[[ PROVIDED DATA open ]]

PR #1033, opened 2023-05-10
Optimize transpose

0x0ece:
I did some tests and found that this version of transpose is more efficient, significantly reducing the time to run prove().

For example, I have a recursive circuit with 1024x sha256 calls that takes ~110s to prove. With this patch it goes down to 93s!

### DIFF
--- a/plonky2/src/util/mod.rs
+++ b/plonky2/src/util/mod.rs
@@ -1,6 +1,6 @@
-use alloc::vec;
 use alloc::vec::Vec;
 
+use plonky2_maybe_rayon::*;
 #[doc(inline)]
 pub use plonky2_util::*;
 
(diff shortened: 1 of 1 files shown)


Nashtare:
Was there any reason why this hasn't been merged? I have noticed similar improvements both on x86 and ARM.

npwardberkeley:
Ah sorry just to confirm, did you benchmark this on a variety of transpose sizes? If so, we can go ahead and merge it!

Nashtare:
@npwardberkeley  I did some runs against the `transpose` benchmark:

- on arm target, 8 cores: improvement of 50.48% for the smallest size, 76~85% for the others
- on arm target, 32 cores: improvement of 39.83% for the smallest size, ~84~91% for the others
- on x86_64 target, 12 cores: improvement of 36.58% for the smallest size, 72~75% for the others
- on x86_64 target, 192 cores: slowdown of 200% for the first size, improvement of 59~76% for the others

I don't think the observed slowdown for really beefy machines really matters, as it is for instances which we'd most likely never observe in practice (really narrow traces).

npwardberkeley:
Nice, thank you!

PR #1034, opened 2023-05-10
Optimize reduce_polys_base

0x0ece:
Make `reduce_polys_base` parallel.

Unfortunately I had to use two collect(), not sure if there's a better way to do this.
In all practical cases I analyzed, collect() wasn't an issue as the number of polynomials is relatively small (256, 500, up to 800ish). But parallelization improves significantly the perf.

### DIFF
--- a/plonky2/src/util/reducing.rs
+++ b/plonky2/src/util/reducing.rs
@@ -92,7 +92,7 @@ impl<F: Field> ReducingFactor<F> {
             .zip(polys)
             .collect::<Vec<_>>()
             .par_iter()
-            .map(|(base_power, poly)| poly.mul_extension(base_power.clone()))
+            .map(|(base_power, poly)| poly.mul_extension(*base_power))
             .sum()
     }
 
--- a/plonky2/src/util/reducing.rs
+++ b/plonky2/src/util/reducing.rs
@@ -2,6 +2,8 @@ use alloc::vec;
 use alloc::vec::Vec;
 use core::borrow::Borrow;
 
+use plonky2_maybe_rayon::*;
+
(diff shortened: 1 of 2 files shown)


0x0ece:
Mmm... I noticed that collecting self.base.powers() oom many tests. I don't have an easy solution here, prob best to close this, unless anyone has an idea?

plonky2/src/util/reducing.rs
```diff
@@ -82,15 +84,15 @@ impl<F: Field> ReducingFactor<F> {
 
     pub fn reduce_polys_base<BF: Extendable<D, Extension = F>, const D: usize>(
         &mut self,
-        polys: impl IntoIterator<Item = impl Borrow<PolynomialCoeffs<BF>>>,
+        polys: Vec<&PolynomialCoeffs<BF>>,
```
dlubarov, line 87: Could this take something like a `impl MaybeParIter`, to avoid collecting?

0x0ece:
Disregard the comment above, it turns out that I was doing par_iter().zip(x.par_iter()), while instead doing zip().collect().par_iter() seems to work fine.

plonky2/src/util/reducing.rs
0x0ece: I'm not really able to make it compile without a Vec. Tried a bunch of variations...
Anyway the issue with collect is fixed.

Nashtare:
Hey @0x0ece, apologies for never getting back to you!
I think we would still be interested in merging this, if performances are indeed improved significantly. Could you rebase with latest `main`, so that we can do some performance benchmarks between both branches?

[[ PROVIDED DATA closed ]]

ASSIGNMENT:
The answer should be only the number of lines in the data that include "shown".

EXERCISE OUTPUT:
2